Oscar Peterson - The Quartet Live (featuring Joe Pass) - 5 -
_________________________________________________
Balkonumu yıkadım az önce belki kahvaltıya gelirsin diye... Sevdiğin gibi yaptım yumurtayı. Hani dometesli ve biberli olup da menemen olmadığını iddia ettiğin şekilde... Karıştırmadım da omlet olmuş oldu işte... Simitçi bağırıyor sıcak olduğunu belirten nağmelerle. İster miydi canın... Simit, kaymak, bal...

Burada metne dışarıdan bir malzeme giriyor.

PR #462, opened 2020-05-06
Refactored All Tests with SceApiTester

### LINKED ISSUE #423: Create class to handle API testing
When we look at any `.js` in the `test/directory`, we see so many duplicated lines:
image

To save lines and make testing quicker and easier, we could create a class called `SceApiTester`.

## Example use
Here is an example api test in [`test/Event.js`](https://github.com/SCE-Development/Core-v4/blob/c86c7d54542074ec449201dc3d50c91eee9c113c/test/Event.js#L79)
```js
describe('/POST createEvent', () => {
    it('Should return 403 when an invalid token is supplied', done => {
      chai
        .request(app)
        .post('/api/event/createEvent')
        .send(EVENT_WITH_INVALID_TOKEN)
        .then(function(res) {
          expect(res).to.have.status(UNAUTHORIZED);
          done();
        })
        .catch(err => {
          throw err;
        });
    });
});
```
Using the class, we could refactor this test to become:
```js
describe('/POST createEvent', () => {
    const eventApiTester = new SceApiTester(app);
    it('Should return 403 when an invalid token is supplied', done => {
      const apiResponse = eventApiTester.sendPostRequest('api/event/createEvent',
                                  EVENT_WITH_INVALID_TOKEN);
      expect(apiResponse).to.have.status(UNAUTHORIZED);
      done();
    });
});
```
### Class constructor
As you saw above, lets send in the parameter `app` to the constructor so we can make axios calls within the class.

An example axios call in the class will look something like this:
```js
// define the variable containing any API response
let response = null;
// make the api request
await chai
        .request(this.app) // this.app assigned in constructor
        .post(endpoint)  // function parameter
        .send(params)  // function parameter
        .then(function(res) {
          response = res; // assign API response to variable defined at the top
        })
        .catch(err => {
          throw err; // throw err as we dont wanna have errors in testing
        });
return response; // return the response back to whoever called it
```

### Helpful functions
```js
/**
  * Sends a post request to a given endpoint
  * @param string {endpoint} - the given endpoint to call
  * @param object {params} - Any parameters to send with the API call
  * @param object {response} - The response from the API
  */
function sendPostRequest(endpoint, params) {
  /* do axios post request here */
}
```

seni beklerken gazeteleri karıştırıyordum da yaşlı bir bayanın otobüs durağında anlattıkları geldi aklıma. Günlük gazetemi okuyordum. Kafasını uzattı, "varmı iyi haberler" dedi. "Yok" dedim. Başladı anlatmaya: Annesi, babası eve gelmeden hemen önce televizyonu kapatırmış. Çocuk aklıyla bir türlü anlamazmış da sonunda dayanamayıp sormuş: Anne neden babam gelmeden önce kapatıyorsun televizyonu, "haberler çok kötü bugün, baban zaten işten yorgun argın gelecek kötü haberlerle üzmesin yüreğini" Nasıl bir duyarlılıktır, nasıl bir inceliktir.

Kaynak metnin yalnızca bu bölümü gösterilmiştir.